As the Internet community is learning, Web application worms are not solely theoretical. In fact, the Santy worm and its variants emerged around the beginning of 2005. This worm used the popular search engine Google to find Web sites running phpBB and then used a known exploit in the Web application to propagate itself. However, luckily the worm, which was a first of its kind, did not cause too much damage because it had some fundamental problems. 1. The worm had a re-infection issue. Since it used Google to find vulnerable hosts, it used the same search query for each victim, which always returned the same search results so it could never really propagate to a lot of hosts. 2. It was dependent on Google for its victim list and used a very static query to retrieve the search result. Google was notified and thus corrected the issue so the search query that was used was then denied. Still with these very obvious defects in the nature of the worm, Santy still infected over 10,000 Web sites, defacing each of them.
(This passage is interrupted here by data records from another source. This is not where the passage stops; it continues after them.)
PR #17547, opened 2026-07-28
feat(paintings): add localized prompt template gallery

SiinXu:
>
>
>

### What this PR does

Before this PR:

The empty painting canvas had no guided starting point, and prompt variables used abstract field names that did not show users what to replace.

After this PR:

The empty painting canvas shows a centered, single-row gallery of 25 localized prompt templates. Selecting a card fills the composer with a prompt whose editable `${...}` tokens contain concrete example values. The gallery disappears when generation begins, completed results retain the existing image-only viewer, and long prompts expose an accessible preview with a copy action. Template catalogs, localized prompts, and WebP previews are bundled under `resources/data/painting-templates` instead of renderer business code.

Fixes # N/A

Painting users need an immediately understandable way to explore common visual directions without starting from a blank prompt. Concrete token values make each editable field self-explanatory while preserving the existing prompt-variable editing behavior. A resource-level catalog keeps static template data independent from the painting UI and follows the same packaging boundary used by other bundled libraries.

Bundling WebP previews adds packaged resource size, but makes the gallery deterministic, offline-ready, and free from remote asset dependencies. The interactive prompt preview uses a controlled popover so its copy control is rendered once and remains keyboard reachable.

Hardcoding templates inside renderer components, fetching a remote gallery, retaining generic variable names such as `${subject}`, and placing an interactive copy button inside a tooltip were considered and rejected because they couple content to the UI, add runtime availability concerns, reduce prompt clarity, or duplicate hidden interactive content.

### Breaking changes

None.

- Focused catalog, prompt-variable, painting-page, catalog-hook, and artboard tests pass: 48/48.
- `pnpm format` passes.
- `pnpm build:check` passed lint, typecheck, i18n, formatting, and documentation checks. Its full-test phase is locally blocked by the existing `before-pack` cross-architecture check because this install lacks the optional `darwin-x64` prebuilt packages; the related Artboard assertion found during that run was fixed and passes in the focused suite.
- The prompt preview was verified in the tracked Electron instance for hover behavior, a single copy action, and keyboard focus.
- No external user-guide update is required; the feature is discoverable directly in the empty painting state.

### Checklist

### Release note

```release-note
Added a localized prompt-template gallery to the empty painting canvas, with editable concrete prompt tokens and an accessible prompt preview and copy action. The gallery disappears once image generation begins so completed results retain the standard image-only viewer.
```


DeJeune (approved):

src/renderer/pages/paintings/components/Artboard.tsx
```diff
@@ -372,9 +477,120 @@ const Artboard: FC<ArtboardProps> = ({ painting, isLoading, imageCover }) => {
...
   const promptBar = painting.prompt ? <ArtboardPromptBar prompt={painting.prompt} sizeLabel={sizeLabel} /> : undefined
 
+  const promptedStyleIndex = stylePresets?.findIndex((preset) => preset.prompt === painting.prompt) ?? -1
+  const rememberedStyleIndex =
+    styleSelection?.paintingId === painting.id
+      ? (stylePresets?.findIndex((preset) => preset.id === styleSelection.presetId) ?? -1)
+      : -1
+  const selectedStyleIndex = rememberedStyleIndex >= 0 ? rememberedStyleIndex : promptedStyleIndex
+
+  if (stylePresets?.length && onStyleSelect && painting.files.length === 0 && !isLoading) {
```
zhangjiadi225: **[B3]** The template showcase is page-owned empty-state UI, but this makes `Artboard` expose three template-specific props, initialize all of its image/reveal state and effects, and then return a completely different carousel. `PaintingPage` already owns the authoritative “untouched blank painting” decision, while this second, weaker condition can drift from it. Please extract a sibling `PaintingTemplateShowcase` component and render it directly from the blank branch in `PaintingPage`; keep `Artboard` focused on loading, generated-image viewing, and its normal placeholder.

src/renderer/components/icons/BracesVariableIcon.tsx
```diff
@@ -0,0 +1,25 @@
+import type { SVGProps } from 'react'
+
+type BracesVariableIconProps = SVGProps<SVGSVGElement> & {
+  size?: number | string
+}
+
+export function BracesVariableIcon({ size = '1em', ...props }: BracesVariableIconProps) {
```
zhangjiadi225, line 7: **[B2]** `lucide-react@^0.525.0` already exports the `Variable` icon (the same `{x}` concept), and both consumers already use Lucide. Please use `Variable` at those call sites and remove this copied Fluent SVG so we do not maintain a second icon implementation and attribution path for an existing library primitive.

src/renderer/pages/paintings/hooks/usePaintingTemplateCatalog.ts
```diff
@@ -0,0 +1,123 @@
...
+
+  try {
+    return await readCatalog(resourcesPath, language)
+  } catch (error) {
+    logger.error('Failed to load the bundled painting template catalog', error as Error)
+    return []
+  }
+}
+
+export function usePaintingTemplateCatalog() {
```
zhangjiadi225, line 87: **[B2]** This repeats the bundled-catalog loading lifecycle already implemented by `useAssistantCatalogPresets`: read `app.path.resources`, select a locale resource, run a cancellable async effect, and degrade to an empty catalog with logging. Please consolidate the shared bundled-resource loading shell and keep only the painting-specific manifest/translation normalization here. That preserves domain ownership without maintaining two subtly different locale/error/cancellation paths.

resources/data/painting-templates/catalog.json
```diff
@@ -0,0 +1,102 @@
+[
+  {
+    "id": "human-fragments-motion",
+    "preview": "images/human-fragments-motion.webp"
```
zhangjiadi225: **[B2]** `preview` is a second source of truth for `id`: the contract test requires every value to equal `images/${id}.webp`, so this field cannot vary independently and every catalog edit repeats the same identifier. Please keep the ordered catalog as IDs (or `{ id }` entries) and derive the WebP path; alternatively, if custom preview paths are a real requirement, remove the equality constraint and document that variability.

zhangjiadi225 (commented):
The bundled resource placement is appropriate for this offline static catalog, but the showcase presentation should not expand `Artboard` responsibility. I also found two avoidable duplicate implementations (the variable icon and bundled-catalog loading lifecycle) plus one redundant catalog field. These are maintainability and ownership comments, so this review is submitted as `COMMENT` rather than `REQUEST_CHANGES`.

src/renderer/components/icons/BracesVariableIcon.tsx
SiinXu: Thanks — I checked the actual icon shipped by `lucide-react@0.525.0`. Lucide's `Variable` uses two curved side strokes around an X, so it renders as `(x)`, not the curly-brace `{x}` affordance required by this UI. Prompt Management and the composer intentionally share the same curly-brace variable visual through this single `BracesVariableIcon` component, and the Fluent UI System Icons source and MIT attribution are documented inline. Replacing it with Lucide `Variable` would therefore be a visible semantic/design regression, not an equivalent library substitution, so I’m explicitly declining this change and keeping the shared Fluent icon. If Lucide adds a true combined `{x}` primitive later, we can swap the shared implementation without changing either consumer.

zhangjiadi225 (approved):

PR #17553, opened 2026-07-28
refactor(data-migration): consolidate v2 storage layout

kangfenmao:
>
>
>

### What this PR does

Before this PR: The v2 SQLite database and Claude config lived directly under `userData`, while the development schema was represented by 27 incremental migrations.

After this PR: The database lives at `Data/cherrystudio.sqlite`, Claude config lives at `Data/Agents/.claude`, v1 Claude config is copied during migration without following symlinks, and the latest schema is represented by one regenerated initial migration.

image

Fixes # N/A

The following tradeoffs were made: preserve the legacy `.claude` source for downgrade compatibility; omit symlinks and junctions for unprivileged Windows users; do not automatically relocate pre-alpha v2 databases from the former root path

The following alternatives were considered: another patch migration and in-place database relocation; rejected because migrations are development-only resettable artifacts and the source layout must remain available for downgrade compatibility

### Breaking changes

Existing pre-alpha v2 databases at the former `userData/cherrystudio.sqlite` path are not imported automatically; affected development profiles may need to reset their v2 database.

Latest-base validation: 328 focused tests; lint/typecheck/i18n/format; migration-chain validation; idempotent migration generation; full test suite and `pnpm build:check` not run

### Checklist

- [x] Refactor: You have [left the code cleaner than you found it (Boy Scout Rule)](https://learning.oreilly.com/library/view/97-things-every/9780596809515/ch08)

### Release note

```release-note
action required: The v2 development database now lives at `Data/cherrystudio.sqlite`, Claude config is migrated to `Data/Agents/.claude`, and existing pre-alpha database files at the former root location are not imported automatically.
```


src/main/core/paths/pathRegistry.ts
```diff
@@ -124,8 +124,8 @@ export function buildPathRegistry() {
     'feature.agents.skills.builtin': path.join(appRootResources, 'skills'), // bundled skill templates (read-only)
     'feature.agents.skills': path.join(appUserDataData, 'Skills'), // installed skills storage
     'feature.agents.skills.install.temp': path.join(appTemp, 'skill-install'),
-    'feature.agents.claude.root': path.join(appUserData, '.claude'), // Claude Code config (relocated from ~/.claude for Windows compat)
-    'feature.agents.claude.skills': path.join(appUserData, '.claude', 'skills'), // symlinks → feature.agents.skills
+    'feature.agents.claude.root': path.join(appUserDataData, 'Agents', '.claude'), // v1 userData/.claude is copied here during v2 migration
```
zhangjiadi225, line 127: **[A4]** Keep Claude config writes behind the Agent storage no-follow guard. Both relocated keys remain auto-ensured, so the first `application.getPath(...)` recursively creates `Data/Agents/.claude`; `SkillService.linkMirror()` then recursively removes and recreates entries there. `copyLegacyClaudeConfig()` also uses a plain recursive `mkdir()` before `stageLegacyAgentFiles()` reaches `ensureAgentStorageDirectory`. If a pre-existing `Data/Agents` is a symlink or Windows junction, these paths traverse it and can create or delete data outside the profile, even though `assertAgentStoragePath()` explicitly rejects a symlinked managed root. Please opt these Claude paths out of generic auto-ensure and route every writer, including the migration copy, through `ensureAgentStorageDirectory` or an equivalent no-follow guard. Please also add a symlink/junction-root regression test that asserts no files are created in the external target.

zhangjiadi225 (changes requested):
The storage consolidation is generally well-structured, but the relocated Claude config bypasses the existing no-follow guard for the managed Data/Agents tree. Please address the inline path-safety issue before merging.

PR #17555, opened 2026-07-28
fix(backup-restore): restore complete v7 backups

kangfenmao:
>
>
>

### What this PR does

Before this PR: Backup and restore settings were disabled in v2, the retained v1 archive omitted v2-owned data, and backup destinations exposed a partial mode that could omit `Data`.

After this PR: Backup and restore are enabled, partial mode is removed, and new version 7 archives contain `Data` except transient `cherrystudio.sqlite-wal`/`cherrystudio.sqlite-shm`, plus `IndexedDB`, `Local Storage`, and `cache.json` (with `metadata.json` as the manifest); v1-v6 formats remain rejected while earlier v7 archives with standalone SQLite and `.claude` resources remain restorable.

Fixes # N/A

The following tradeoffs were made: retain the temporary v1 engine; keep format version 7 and distinguish its two layouts through resource flags; checkpoint SQLite before copying, archive its main file inside `Data`, exclude recreatable WAL/SHM sidecars, and route restore through the existing crash-safe promotion gate

The following alternatives were considered: bumping the format to version 8, including transient SQLite sidecars, keeping duplicate top-level SQLite and `.claude` resources, or retaining partial backups

### Breaking changes

action required: Users upgrading from v1 must create a fresh version 7 backup because version 1-6 ZIP and `.bak` formats are intentionally rejected.

Validation: `pnpm lint` and 44 focused main-process backup/archive tests passed; full `pnpm test` and `pnpm build:check` were not run per workspace validation policy.

### Checklist

### Release note

```release-note
action required: Create a fresh version 7 backup after upgrading from v1; local, WebDAV, Nutstore, and S3 backup and restore are available again, every new backup contains `Data` without transient SQLite WAL/SHM sidecars, plus `IndexedDB`, `Local Storage`, and `cache.json`, and partial backup is no longer offered.
```


kennyzheng-builds (commented):
Reviewed the v7 archive format, the staging/promotion path, the removal of partial mode, and the settings-surface changes. I also ran the branch as a dev preview and exercised backup → restore → relaunch → promotion end to end (4 promotion cycles, all passed), so the core chain works. There are three issues I'd want resolved before this lands, plus a few smaller ones.

## What works

`work.sqlite` sealing (`checkpointTruncateAssert` + `integrity_check` + asserting no `-wal`/`-shm` survives), taking `chain` from `readAppliedChain` rather than the bundled list, the before/after live fingerprint pair around the copy, the symlink rejection in `assertArchiveFile` / `assertArchiveDirectory`, and the `rmSync(live, { recursive: true })` fix in `restorePromotion.ts` (an `overwrite` entry can be a directory, so the old rollback would have failed on one). Test coverage is good — mixed resource layouts, v1 format rejection, and journal-commit-failure cleanup are all covered.

Live verification: a v7 archive is produced with `resources: { database: false, data: true, … }`, restore stages a `staged` journal, and after relaunch the gate promotes and live data really does roll back to the backup point.

---

## Blocking

### 1. The write-quiesce contract from #17014 is not wired up

`e5a0c47a` (#17014) landed on `main` yesterday and added `pause(reason) → Disposable` + `drainInFlight({timeoutMs})` to `AiStreamManager`, `AgentSessionRuntimeService`, and `ChannelManager`. Its description states that the backup side's restore entry is fail-closed waiting on exactly this contract.

This PR pauses only `JobManager` (`LegacyBackupManager.ts:163`, `:707`) and treats the AI writers as a point-in-time assertion (`assertNoActiveDataWriters`, `:1108`). `src/main/data/db/restore/README.md` is explicit about the requirement:

> The write gate must hold from capture until relaunch — any live write after capture flips the hash and the gate expires the restore.

Consequences:

- **Restore**: a single message row written between the fingerprint capture (`:713`) and `application.relaunch()` (`:733`) flips the live hash, so the next boot expires the restore. That is #16884, which #17014 was built to prevent.
- **Backup**: `assertNoActiveDataWriters()` runs before and after the copy (`:166`, `:221`), so starting a conversation mid-copy fails the whole backup only after the entire `Data` tree has been copied. Scheduled auto-sync backups will hit this routinely.
- **Channels**: `ChannelMessageHandler` inbound writes are not gated at all.

Root cause is branch age — `git merge-base --is-ancestor e5a0c47a59 <head>` is false, so those APIs aren't on this branch yet. A rebase both fixes that and clears the four `chore(sync): merge latest origin/main` merge commits, which the repo's linear-history rule disallows.

Related: `hasLiveStreams()` / `hasBusySessions()` duplicate `listActiveWork()` from #17014 and should not be added.

### 2. Every restore leaks a full uncompressed copy of the archive into temp

`restoreUnlocked` cleans `extractionDir` in a `finally` (`:534`, `:560`), but `restoreDirect` calls `application.relaunch()` → `app.exit(0)` synchronously inside the `try` (`:733`), so the process dies before the `finally` runs. `restoreFromWebdav` / `restoreFromS3` have the same shape, so the downloaded ZIP is left behind too.

Reproduced four times on a dev profile — one `{temp}/CherryStudio/backup/extract-<uuid>/` directory accumulates per restore and is never reclaimed. My profile was small (1.4–1.8 MB each); since v7 archives now always contain the whole `Data` tree, a real profile leaks the full uncompressed profile per restore attempt.

### 3. Removing partial mode leaves the cloud paths fully buffered

- `backupToS3` reads the whole archive into memory: `fs.promises.readFile(backupedFilePath)` (`:508`)
- `restoreFromS3` (`:1070`) and `restoreFromWebdav` (`:1033`) both use `getFileContents()`, which buffers the whole archive
- `backupToWebdav` buffers too when `disableStream` is set (`:470`)

`skipBackupFile` was the only way for users to keep these archives small, and this PR removes it — so every cloud backup now necessarily contains the full `Data` tree (knowledge bases, agent workspaces, attachments). Multi-GB profiles will hit the Buffer ceiling. Either stream these paths or add an explicit size guard with a user-facing message.

---

## Should fix

### 4. Restore outcome is invisible to the user

`BackupService.restore()` sends `message.restore.success` immediately after **staging**, before the app relaunches. Promotion happens on the next boot and can end in `expired` or `failed`, but nothing reads the terminal journal afterwards — `readRestoreJournal` has no post-boot consumer, and `orphanSweep` only uses `hasPendingRestore`. `src/main/data/db/restore/README.md` assigns "Terminal-journal deletion (after reporting)" to BackupService, and that reporting isn't implemented here.

Net effect when the gate refuses: the user is told the restore succeeded, the app restarts, the data is unchanged, and the only trace is a log line.

### 5. User-visible errors are hardcoded English

`BackupService.restore()` surfaces the main-process message verbatim via `popup.error({ content: (error as Error).message })`. That exposes, untranslated:

- `Unsupported v1 backup. Cherry Studio v2 can only restore backup version 7.` — the message upgrading users are most likely to see
- `A conversation is still running. Wait for it to finish, then retry the backup or restore.`
- `Background data writes did not quiesce in time. Please retry after current tasks finish.`
- `Another restore is already pending. Restart Cherry Studio before trying again.`

This conflicts with the "all user-visible strings go through i18next" rule. The popup title is also always `error.backup.file_format` ("backup file format error"), which doesn't match a "conversation still running" failure.

### 6. `createDataJournalResources` is asymmetric

For live `Data` entries absent from the archive, directories get an empty staged directory created and are therefore emptied on promotion (`:868`), while files are left in place. Same "restore to the backup's state" semantics, two different outcomes — worth picking one and documenting it.

---

## Minor

- **Backup doesn't apply `isReservedDataRelativePath`.** The backup copy excludes only `-wal`/`-shm` (`:195`), so `Data/restore-journal.json` (and any `.corrupt-*` quarantine) ends up in every archive. Restore correctly skips it from the journal resources, but carrying a stale journal in the archive is avoidable — `createLegacyDataCopyOptions` (`:935`) already does the right thing.
- **`fsyncTree` on Windows.** Directory fsync is skipped for `win32` (`:977`), but files are still fsynced through a read-only fd (`:991`). `FlushFileBuffers` requires write access on Windows, so this may throw during restore staging. I have not verified this on Windows — please confirm.
- **`handleData()` is now orphaned.** `NutstoreService` was its last caller and this PR removes that import, leaving a zero-call-site v1 stub in `BackupService.ts`. Per the coexistence rule it should be deleted along with the change that orphaned it.
- **Validation gaps.** The description notes `pnpm build:check` and the full `pnpm test` were not run; `build:check` is listed as required before commits.
- The breaking-changes note doesn't mention that archives are now always full-size — that's the most user-visible consequence of dropping partial mode.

Tackling the Potential Infestation of Web Application Worms

The solution to Web application worms and worms in general is to fix the problem that the worm uses to propagate. Application firewalls and assessment tools can be a good start, but the real solution is to get the individuals who create software to consider security as a fundamental building block in developing software. Developers who design and build business-enabling applications generally are not security experts and therefore do not know how to avoid creating defects that are so easily exploited by hackers. These applications tend to be pushed into production with little or no security testing. Just as with the network layer, companies must now view the application-layer as a potentially open portal to corporate assets and therefore need to implement the necessary security procedures across the application lifecycle to ensure that critical assets are secure from such new attacks as application worms. With more than one million new Web applications being launched each month and successful hacker attacks in the news each week; application security should no longer be an afterthought for any organization looking to remain viable.